PR #1290, opened 2023-10-28
GDExtension expose add_move_array_element_function

nonameentername:
Add function to editor plugin to allow use in GDExtension


AThousandShips:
__________________________________________________
* [What you have to do]: Type out the entries exactly as they appear above.

* [Final answer]:
PR #1290, opened 2023-10-28
GDExtension expose add_move_array_element_function

nonameentername:
Add function to editor plugin to allow use in GDExtension


AThousandShips:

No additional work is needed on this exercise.